**Exercise aim:**
Please count the lines in the records below that include the word "random" and report only the total.

**Input data:**
PR #784, opened 2024-07-19
Fix deterministic output for gen_many under certain conditions

hwse:
When using the `gen_many` function in `fastavro.utils` one would expect that every combination of enum values or union branches is generated at some point, if a lot of message are generated.

But for some schemas the function returns deterministic output. This seems to be caused by the usage of a incrementing index that is currently used to generate booleans, enums and union branches.

A example schema:

```
record MessageBranchA
{
    string? optional_name;
}

enum SomeEnum
{
    A, B
}

record MessageBranchB
{
    SomeEnum e;
}

record Message
{
    union {MessageBranchA, MessageBranchB} main_branch;
}
```

When generating random Message values, we will see:

* index 0 (%2 = 0): select MessageBranchA, set optional_name to null ( string? <=> union {null,string})
* index 1 (%2 = 1): select MessageBranchB, set enum to B
* index 2 (%2 = 0): select MessageBranchA, set optional_name to null ( string? <=> union {null,string})
* index 1 (%2 = 1): select MessageBranchB, set enum to B

Can be reproduced with this script:

```python
from fastavro.utils import generate_many

schema = {
    "name": "Message",
    "type": "record",
    "fields": [
        {
            "name": "main_branch",
            "type": [
                {
                    "name": "MessageBranchA",
                    "type": "record",
                    "fields": [
                        {"name": "optional_name", "type": ["null", "string"]}
                    ],
                },
                {
                    "name": "MessageBranchB",
                    "type": "record",
                    "fields": [
                        {
                            "name": "e",
                            "type": {
                                "type": "enum",
                                "name": "enum_field",
                                "symbols": ["A", "B"],
                            },
                        }
                    ],
                },
            ],
        }
    ],
}
for m in generate_many(schema, 10):
    print(m)
```

output:

```
{'main_branch': {'optional_name': None}}
{'main_branch': {'e': 'B'}}
{'main_branch': {'optional_name': None}}
{'main_branch': {'e': 'B'}}
{'main_branch': {'optional_name': None}}
{'main_branch': {'e': 'B'}}
{'main_branch': {'optional_name': None}}
{'main_branch': {'e': 'B'}}
{'main_branch': {'optional_name': None}}
{'main_branch': {'e': 'B'}}
```

I removed the index parameter and used `random.randint` instead. Added no unit test since testing that something is random is hard.

### DIFF
--- a/fastavro/utils.py
+++ b/fastavro/utils.py
@@ -38,7 +38,7 @@ def _gen_utf8() -> str:
     return "".join(random.choices(ascii_letters, k=10))
 
 
-def gen_data(schema: Schema, named_schemas: NamedSchemas, index: int) -> Any:
+def gen_data(schema: Schema, named_schemas: NamedSchemas) -> Any:
     record_type = extract_record_type(schema)
     logical_type = extract_logical_type(schema)
 
@@ -77,7 +77,7 @@ def gen_data(schema: Schema, named_schemas: NamedSchemas, index: int) -> Any:
     elif record_type == "double":
         return random.random()
     elif record_type == "boolean":
-        return index % 2 == 0
+        return bool(random.randint(0, 1))
     elif record_type == "bytes":
         return _randbytes(10)
     elif record_type == "fixed":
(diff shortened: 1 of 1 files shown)


scottbelden:
Thanks. I agree that this is probably better.

PR #221, opened 2015-02-16
Fix the primary key definition for rhnPackageFile

timspeetjens:
This fixes https://bugzilla.redhat.com/989202


sdherr:
Cherry-picking as 3d9535390c3fade2f7e590df6c3d40962baca59f. Thanks!

PR #222, opened 2015-02-17
Catch NumberFormatException and send error to the client instead

renner:
This fix prevents the webapp from crashing with an ISE which in turn can lead to a mail storm when security scanners are sending fake requests to the server (e.g. Qualys). Can be reproduced using the following URL:

- https://\<spacewalk-server\>/rhn/common/DownloadFile.do?url=/a/b/c

See also the closed #187 that was about fixing similar issues.


tlestach:
Interesting.
Rebased as 3afe712e7eb6e91525393eccc81a704a16cad931

PR #223, opened 2015-02-19
Fix generation of pre-requires (pre="1") in rpmmd metadata with newer rpms

dmacvicar:
Nowadays not all pre-requires come from the RPMSENSE_PREREQ sense flag. "requires" dependencies related to rpmlibs may be represented using RPMSENSE_RPMLIB in newer distros (eg. SLES-12).

At the end all maps to pre="1", but we need to recognize all of them.


sdherr:
Committing to Spacewalk master, thanks!
37d7d168daa84f46dc63f68234570458185cce78, f820986688ae3c5cf4f793609f116ec9a2159b4b

PR #224, opened 2015-02-19
1194418 - API call channel.software.clone does not work as expected for child channels.

dyordano:
API call channel.software.clone does not takes in account the 'parent_label' parameter any longer and always the result channel is a Parent/Base channel instead of Child one.

The Regression was caused by code refactoring and in particular by
SW commit: 2984025c0b3e0c4f044eafe9f363fe1b2bd3d585
    Port Errata Clone page from perl -> java
    Make nav link to java channel clone and errata clone pages
    Also make various clone errata jsps share common list


ggainey:
Looks good - commit f55909f57b41727074061339c6bf290366da0e32, tagged as spacewalk-java-2.3.143-1

PR #225, opened 2015-02-20
BZ 1194790 regenerate errata cache asynchronously when subscribing server to channel

tpapaioa:
BZ 1194790 regenerate errata cache asynchronously when subscribing server to channel
https://bugzilla.redhat.com/show_bug.cgi?id=1194790


tomas-kasparek:
Committed into Spacewalk as e8c453fe00dc8ef56851e8dfe39cda043144a594.
Thanks for contribution.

**Solution for this exercise:**
5